- [PROBLEM TO SOLVE]: Gather every line in the records below that contains the word "addon".

(Records excerpted from a collection)
'''

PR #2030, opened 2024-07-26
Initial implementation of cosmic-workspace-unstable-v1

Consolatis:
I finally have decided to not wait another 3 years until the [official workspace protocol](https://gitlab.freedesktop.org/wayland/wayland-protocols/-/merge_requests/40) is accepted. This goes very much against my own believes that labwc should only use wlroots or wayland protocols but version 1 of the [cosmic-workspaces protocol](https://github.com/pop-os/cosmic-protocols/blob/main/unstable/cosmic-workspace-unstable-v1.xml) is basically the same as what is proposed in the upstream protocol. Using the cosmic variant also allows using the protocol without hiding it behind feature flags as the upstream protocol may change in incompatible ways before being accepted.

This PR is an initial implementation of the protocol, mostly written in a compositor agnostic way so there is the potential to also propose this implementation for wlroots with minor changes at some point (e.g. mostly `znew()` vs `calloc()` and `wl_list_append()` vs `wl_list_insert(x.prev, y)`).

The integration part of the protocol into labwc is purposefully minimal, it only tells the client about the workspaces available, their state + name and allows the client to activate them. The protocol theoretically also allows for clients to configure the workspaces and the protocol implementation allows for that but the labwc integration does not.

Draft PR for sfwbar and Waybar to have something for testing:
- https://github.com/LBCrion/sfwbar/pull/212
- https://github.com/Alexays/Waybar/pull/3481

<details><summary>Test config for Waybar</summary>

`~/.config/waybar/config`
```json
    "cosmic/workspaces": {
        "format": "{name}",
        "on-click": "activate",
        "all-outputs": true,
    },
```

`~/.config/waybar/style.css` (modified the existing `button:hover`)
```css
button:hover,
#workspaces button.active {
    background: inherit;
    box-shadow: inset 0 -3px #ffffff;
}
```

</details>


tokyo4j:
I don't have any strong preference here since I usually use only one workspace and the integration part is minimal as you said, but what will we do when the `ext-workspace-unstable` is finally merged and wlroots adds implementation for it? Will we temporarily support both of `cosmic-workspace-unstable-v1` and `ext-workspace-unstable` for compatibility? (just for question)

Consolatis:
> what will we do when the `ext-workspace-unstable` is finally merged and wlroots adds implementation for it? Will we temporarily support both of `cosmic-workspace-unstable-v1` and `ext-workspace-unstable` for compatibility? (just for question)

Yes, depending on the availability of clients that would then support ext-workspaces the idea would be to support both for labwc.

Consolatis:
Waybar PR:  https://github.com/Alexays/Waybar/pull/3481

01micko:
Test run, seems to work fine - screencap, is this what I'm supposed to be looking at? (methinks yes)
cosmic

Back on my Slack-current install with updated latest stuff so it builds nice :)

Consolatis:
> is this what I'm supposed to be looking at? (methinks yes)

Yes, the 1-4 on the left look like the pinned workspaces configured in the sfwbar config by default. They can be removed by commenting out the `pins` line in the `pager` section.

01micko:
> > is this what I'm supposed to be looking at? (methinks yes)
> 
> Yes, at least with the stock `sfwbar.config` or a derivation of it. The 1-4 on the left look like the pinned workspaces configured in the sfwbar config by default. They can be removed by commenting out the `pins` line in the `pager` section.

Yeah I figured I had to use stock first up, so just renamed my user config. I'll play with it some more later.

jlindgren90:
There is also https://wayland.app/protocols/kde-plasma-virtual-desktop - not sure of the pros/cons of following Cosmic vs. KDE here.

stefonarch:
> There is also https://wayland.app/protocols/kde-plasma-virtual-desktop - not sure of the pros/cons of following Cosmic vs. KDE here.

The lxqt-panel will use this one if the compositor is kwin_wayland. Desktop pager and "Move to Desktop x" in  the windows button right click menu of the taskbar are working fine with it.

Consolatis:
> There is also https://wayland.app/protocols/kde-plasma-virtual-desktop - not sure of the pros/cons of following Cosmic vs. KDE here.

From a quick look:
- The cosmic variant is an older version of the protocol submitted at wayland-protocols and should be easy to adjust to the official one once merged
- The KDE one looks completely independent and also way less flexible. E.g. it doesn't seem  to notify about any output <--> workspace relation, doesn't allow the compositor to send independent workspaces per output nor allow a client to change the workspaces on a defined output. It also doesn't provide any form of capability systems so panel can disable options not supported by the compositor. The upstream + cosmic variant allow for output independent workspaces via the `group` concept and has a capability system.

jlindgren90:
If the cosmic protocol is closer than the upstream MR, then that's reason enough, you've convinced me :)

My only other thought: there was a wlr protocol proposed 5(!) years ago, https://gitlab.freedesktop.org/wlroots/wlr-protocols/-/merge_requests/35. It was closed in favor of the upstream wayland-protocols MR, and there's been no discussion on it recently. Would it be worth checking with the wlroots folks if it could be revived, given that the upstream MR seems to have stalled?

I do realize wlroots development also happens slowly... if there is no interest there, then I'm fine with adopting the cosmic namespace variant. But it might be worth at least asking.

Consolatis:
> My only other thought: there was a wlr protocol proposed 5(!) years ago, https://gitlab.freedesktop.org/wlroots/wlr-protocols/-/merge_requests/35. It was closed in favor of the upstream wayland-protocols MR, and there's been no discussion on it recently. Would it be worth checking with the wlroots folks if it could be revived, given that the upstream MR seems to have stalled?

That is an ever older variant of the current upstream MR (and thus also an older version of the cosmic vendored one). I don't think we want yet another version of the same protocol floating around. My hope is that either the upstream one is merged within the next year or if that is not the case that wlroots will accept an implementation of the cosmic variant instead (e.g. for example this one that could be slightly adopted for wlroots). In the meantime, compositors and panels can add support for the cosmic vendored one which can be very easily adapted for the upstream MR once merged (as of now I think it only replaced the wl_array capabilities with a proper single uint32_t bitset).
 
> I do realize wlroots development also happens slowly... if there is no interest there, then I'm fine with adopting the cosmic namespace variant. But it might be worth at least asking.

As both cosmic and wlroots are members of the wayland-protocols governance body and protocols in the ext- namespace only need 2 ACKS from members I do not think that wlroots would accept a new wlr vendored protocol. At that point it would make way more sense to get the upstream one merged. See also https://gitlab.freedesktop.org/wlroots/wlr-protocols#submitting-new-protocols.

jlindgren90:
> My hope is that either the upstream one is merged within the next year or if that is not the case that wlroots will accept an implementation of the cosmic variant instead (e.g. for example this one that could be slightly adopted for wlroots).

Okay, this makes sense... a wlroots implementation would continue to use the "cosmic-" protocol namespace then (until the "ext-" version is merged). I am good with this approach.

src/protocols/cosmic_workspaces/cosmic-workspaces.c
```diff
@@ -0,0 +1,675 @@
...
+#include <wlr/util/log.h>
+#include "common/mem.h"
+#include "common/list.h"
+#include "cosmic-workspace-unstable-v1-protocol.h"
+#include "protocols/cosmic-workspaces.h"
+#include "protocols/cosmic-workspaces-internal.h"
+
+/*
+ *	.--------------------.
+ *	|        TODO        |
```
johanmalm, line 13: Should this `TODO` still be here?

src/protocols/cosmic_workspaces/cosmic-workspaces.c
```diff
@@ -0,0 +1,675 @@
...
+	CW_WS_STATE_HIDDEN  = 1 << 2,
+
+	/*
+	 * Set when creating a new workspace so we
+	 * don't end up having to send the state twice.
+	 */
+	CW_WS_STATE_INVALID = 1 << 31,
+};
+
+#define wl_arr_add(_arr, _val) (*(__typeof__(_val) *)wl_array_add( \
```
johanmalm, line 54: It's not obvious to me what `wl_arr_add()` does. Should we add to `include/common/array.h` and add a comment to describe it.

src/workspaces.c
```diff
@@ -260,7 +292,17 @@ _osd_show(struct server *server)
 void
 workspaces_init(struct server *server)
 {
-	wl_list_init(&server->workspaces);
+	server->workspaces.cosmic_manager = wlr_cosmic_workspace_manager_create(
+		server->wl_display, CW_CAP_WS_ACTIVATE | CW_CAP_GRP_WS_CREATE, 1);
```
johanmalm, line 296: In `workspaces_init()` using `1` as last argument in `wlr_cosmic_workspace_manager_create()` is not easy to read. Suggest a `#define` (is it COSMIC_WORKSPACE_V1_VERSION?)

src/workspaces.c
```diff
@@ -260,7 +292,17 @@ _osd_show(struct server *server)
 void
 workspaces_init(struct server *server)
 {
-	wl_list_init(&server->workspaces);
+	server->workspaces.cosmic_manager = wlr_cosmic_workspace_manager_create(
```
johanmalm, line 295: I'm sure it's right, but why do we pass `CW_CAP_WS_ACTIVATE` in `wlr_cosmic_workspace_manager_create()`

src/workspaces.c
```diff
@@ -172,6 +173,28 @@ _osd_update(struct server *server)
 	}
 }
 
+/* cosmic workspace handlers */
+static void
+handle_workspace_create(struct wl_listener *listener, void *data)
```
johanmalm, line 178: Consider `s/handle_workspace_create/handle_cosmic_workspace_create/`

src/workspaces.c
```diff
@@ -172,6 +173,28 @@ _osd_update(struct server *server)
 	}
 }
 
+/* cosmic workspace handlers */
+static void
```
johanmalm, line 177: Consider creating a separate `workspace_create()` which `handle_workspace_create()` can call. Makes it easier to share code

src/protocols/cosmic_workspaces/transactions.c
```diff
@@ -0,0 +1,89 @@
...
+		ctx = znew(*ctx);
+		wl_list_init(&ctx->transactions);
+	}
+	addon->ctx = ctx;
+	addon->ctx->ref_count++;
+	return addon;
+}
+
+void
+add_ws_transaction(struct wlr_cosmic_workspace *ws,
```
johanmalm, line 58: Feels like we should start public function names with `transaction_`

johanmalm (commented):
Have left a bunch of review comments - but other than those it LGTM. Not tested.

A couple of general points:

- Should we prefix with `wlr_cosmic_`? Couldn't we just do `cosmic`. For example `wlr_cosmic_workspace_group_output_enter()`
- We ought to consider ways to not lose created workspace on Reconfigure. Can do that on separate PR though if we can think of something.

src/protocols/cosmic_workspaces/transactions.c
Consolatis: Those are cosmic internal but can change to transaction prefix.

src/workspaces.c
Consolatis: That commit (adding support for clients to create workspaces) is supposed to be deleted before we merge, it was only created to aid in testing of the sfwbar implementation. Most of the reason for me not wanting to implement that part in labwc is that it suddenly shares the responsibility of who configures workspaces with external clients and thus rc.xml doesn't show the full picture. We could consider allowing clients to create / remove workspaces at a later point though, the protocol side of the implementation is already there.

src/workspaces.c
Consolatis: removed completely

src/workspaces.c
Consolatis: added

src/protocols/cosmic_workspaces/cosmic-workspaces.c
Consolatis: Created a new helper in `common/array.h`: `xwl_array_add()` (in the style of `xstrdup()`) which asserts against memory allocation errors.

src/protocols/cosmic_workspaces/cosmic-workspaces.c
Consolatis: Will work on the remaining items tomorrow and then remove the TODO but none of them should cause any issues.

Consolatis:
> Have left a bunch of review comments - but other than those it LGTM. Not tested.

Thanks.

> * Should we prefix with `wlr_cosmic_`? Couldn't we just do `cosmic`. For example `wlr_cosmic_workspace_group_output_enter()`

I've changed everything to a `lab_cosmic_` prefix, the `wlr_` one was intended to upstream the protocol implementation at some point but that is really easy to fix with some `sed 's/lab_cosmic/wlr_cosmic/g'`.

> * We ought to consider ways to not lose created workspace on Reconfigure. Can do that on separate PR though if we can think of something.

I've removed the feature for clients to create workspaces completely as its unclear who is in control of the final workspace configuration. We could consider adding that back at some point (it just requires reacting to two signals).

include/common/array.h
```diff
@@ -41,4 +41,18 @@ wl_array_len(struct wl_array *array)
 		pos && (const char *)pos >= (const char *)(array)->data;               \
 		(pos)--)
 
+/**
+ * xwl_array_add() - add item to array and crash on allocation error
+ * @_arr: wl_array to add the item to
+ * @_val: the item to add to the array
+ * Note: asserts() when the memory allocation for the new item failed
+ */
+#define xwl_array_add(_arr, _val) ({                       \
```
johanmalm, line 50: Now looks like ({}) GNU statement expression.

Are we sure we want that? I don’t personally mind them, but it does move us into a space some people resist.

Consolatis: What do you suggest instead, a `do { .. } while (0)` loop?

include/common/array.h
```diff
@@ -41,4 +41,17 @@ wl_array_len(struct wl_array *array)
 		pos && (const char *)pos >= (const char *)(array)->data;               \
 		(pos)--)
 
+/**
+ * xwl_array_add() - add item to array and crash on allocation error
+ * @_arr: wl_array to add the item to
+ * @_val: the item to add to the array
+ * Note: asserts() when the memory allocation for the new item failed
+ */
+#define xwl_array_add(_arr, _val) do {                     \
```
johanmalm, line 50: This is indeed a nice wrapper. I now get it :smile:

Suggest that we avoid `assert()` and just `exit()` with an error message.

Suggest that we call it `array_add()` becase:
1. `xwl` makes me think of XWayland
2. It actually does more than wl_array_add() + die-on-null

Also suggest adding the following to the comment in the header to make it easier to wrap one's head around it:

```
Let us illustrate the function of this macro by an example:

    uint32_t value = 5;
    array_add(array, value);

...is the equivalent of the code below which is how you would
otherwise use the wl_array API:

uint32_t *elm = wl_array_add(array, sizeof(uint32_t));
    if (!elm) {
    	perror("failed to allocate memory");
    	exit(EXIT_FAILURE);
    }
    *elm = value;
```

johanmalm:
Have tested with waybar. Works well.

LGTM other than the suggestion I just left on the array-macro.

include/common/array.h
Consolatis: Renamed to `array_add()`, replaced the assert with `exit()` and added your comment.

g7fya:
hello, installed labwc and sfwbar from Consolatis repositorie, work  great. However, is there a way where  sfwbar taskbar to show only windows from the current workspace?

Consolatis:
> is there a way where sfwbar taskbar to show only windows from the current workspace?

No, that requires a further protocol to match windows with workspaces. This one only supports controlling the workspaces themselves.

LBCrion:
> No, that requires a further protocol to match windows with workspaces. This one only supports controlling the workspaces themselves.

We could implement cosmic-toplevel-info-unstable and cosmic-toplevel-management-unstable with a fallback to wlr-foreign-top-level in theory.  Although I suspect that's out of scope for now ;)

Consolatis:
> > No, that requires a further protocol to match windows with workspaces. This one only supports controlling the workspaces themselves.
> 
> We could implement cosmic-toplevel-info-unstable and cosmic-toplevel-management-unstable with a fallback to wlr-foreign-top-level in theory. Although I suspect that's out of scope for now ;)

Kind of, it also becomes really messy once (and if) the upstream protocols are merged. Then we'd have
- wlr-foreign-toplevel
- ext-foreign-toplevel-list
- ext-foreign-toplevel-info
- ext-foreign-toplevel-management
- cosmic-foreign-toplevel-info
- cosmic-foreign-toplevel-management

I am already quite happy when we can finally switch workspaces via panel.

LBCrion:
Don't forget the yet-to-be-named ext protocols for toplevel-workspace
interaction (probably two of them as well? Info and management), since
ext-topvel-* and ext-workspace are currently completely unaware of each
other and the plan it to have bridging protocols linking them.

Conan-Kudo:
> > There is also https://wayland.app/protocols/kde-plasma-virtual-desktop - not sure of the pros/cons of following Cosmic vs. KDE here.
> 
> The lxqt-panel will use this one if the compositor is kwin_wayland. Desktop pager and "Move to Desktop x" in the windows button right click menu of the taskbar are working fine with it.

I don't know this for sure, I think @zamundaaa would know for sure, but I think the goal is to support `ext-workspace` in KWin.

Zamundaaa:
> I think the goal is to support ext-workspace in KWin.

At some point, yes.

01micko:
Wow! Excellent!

'''

- [EXERCISE ANSWER]:
+	addon->ctx = ctx;
+	addon->ctx->ref_count++;
+	return addon;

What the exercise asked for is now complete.